The compañeros smiled, listened patiently, and, once the would-be small farmers had finished with their threats, they said, “Well, brothers, we have heard your side of the story; now listen to what we have to say.” And they began to explain the concept of the commons to them—that they could work the land alongside other brothers from other towns and communities, but that the land belonged to no one. The parents of the would-be landowners understood the language, because they had grown up in that area, so the compañeros explained everything to them in the indigenous language, much to the despair of their children, who were “college graduates” from the city. During the conversation, the parents nodded in agreement with the compañeros’ arguments. When they finished, they told their children: “It’s not like what the Morena party people told us back there; these brothers are right in what they say, and they’re not going to kick us out—they’re going to be our neighbors.” They gave their children the Spanish version (which will always be poorer than the original language). Cornered by reason, the children argued: “But they won’t be able to pull off that ‘Common’ thing. People are selfish; they want to have more and more. People don’t want to share or look out for others. And it’s worse if they’re… they’re… like you guys.” They tried hard not to say “if they’re Indigenous,” perhaps fearing they’d be attacked. The compañeros replied with the blunt, “Well, we’ll see in practice whether it can be done or not.”

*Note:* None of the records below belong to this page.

PR #202, opened 2026-09-07
Replay frozen C10 Qt crash boundary

djibian:
## Scope

Bounded #87 research successor to the abandoned #198 candidate.

This Draft changes only the already-authorized `.github/workflows/ci-webots.yml` surface and is intended to capture discriminating evidence, not to integrate product behavior.

- replays frozen C10 source at `fa78eb7dc8fd423abfd7e656a3bbf8c3e7e26c1c`;
- verifies exact historical `file_broker.cpp`, Makefile and `runtime.ini` blob identities before instrumentation;
- preserves the R2025a/Xvfb/Webots-bundled-Qt environment and does not alter QPA/DISPLAY;
- installs no debugger or new diagnostic dependency;
- replaces only C10's deliberate `SIGSTOP` rendezvous with in-process fatal-signal capture immediately before `QApplication`;
- accepts a fatal result only when a non-empty captured backtrace contains a Qt/QPA-attributable frame;
- also treats successful traversal through historical `QFileDialog` construction as discriminating evidence that the frozen crash no longer reproduces;
- fails closed for any other outcome.

The step is explicitly limited to this research branch and must not be interpreted as a production workflow addition. No Firefox file operation or product semantic is implemented.

This follows the authoritative repair boundary from `NO_GO 21be76a58d27a70f7325f74c4e45f8df07a7a8d8` and the durable P12 evidence on #87.

Refs #87.

### DIFF
--- a/.github/workflows/ci-webots.yml
+++ b/.github/workflows/ci-webots.yml
@@ -1194,7 +1194,22 @@ jobs:
 
           controller="$historical/controllers/crazyflie_runtime_v2/crazyflie_runtime_v2"
           test -x "$controller"
-          LD_LIBRARY_PATH="$diagnostic_webots/lib/webots" ldd "$controller" |
+          real_controller="$controller.real"
+          mv "$controller" "$real_controller"
+          cat > "$controller" <<'SH'
+          #!/usr/bin/env bash
+          set +e
+          real="${BASH_SOURCE[0]}.real"
+          "$real" "$@" &
+          pid=$!
+          printf 'WEBEEBLOCKS_C10_PROCESS pid=%s\n' "$pid" >&2
+          wait "$pid"
+          code=$?
+          printf 'WEBEEBLOCKS_C10_PROCESS_EXIT pid=%s code=%s\n' "$pid" "$code" >&2
+          exit "$code"
+          SH
+          chmod +x "$controller"
+          LD_LIBRARY_PATH="$diagnostic_webots/lib/webots" ldd "$real_controller" |
             tee "$artifact_dir/ldd.log"
           qt_lines="$(grep 'libQt6\(Core\|Gui\|Widgets\)' "$artifact_dir/ldd.log")"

Since they had run out of arguments, these people moved on to their main point: “It’s just that you’re Castroists.” “What does ‘Castroists’ mean?” they asked. And they replied: “Castroists are communists, which means women are common property—they belong to everyone.” Our compañeros laughed, and one of us asked, “Then why don’t men belong to everyone?” The would-be beneficiary of the Sembrando Vida program (who actually didn’t want to become a farmer, but rather to divide up the land, request government support, and then sell off the plots) was left pondering, as if weighing the advantages of switching from “common women” to “common men,” but a compañero intervened and asked him, “So your wife is your property? “Have you already told her that you are her lord and master, that you control what she feels, what she thinks, what she wants, what she dreams?” The man hesitated. Perhaps he imagined the row he’d have with his wife if he even hinted at that, and that marriage was nothing more than a contract where he, the husband, took possession of her, the wife, “until death do them part.” A contract, then, of sale and purchase, just as one buys livestock or televisions to watch the World Cup. In other words, human trafficking, but with legal blessing.

The compañeros explained to him that the “commons” referred only to land ownership, not to labor. “So,” said the man, already on the defensive, “what I get from my work is mine?” “That’s right,” they replied. He insisted: “So, if I plant, say, bananas on my land, you’re not going to take them away from me or ask for a cut?”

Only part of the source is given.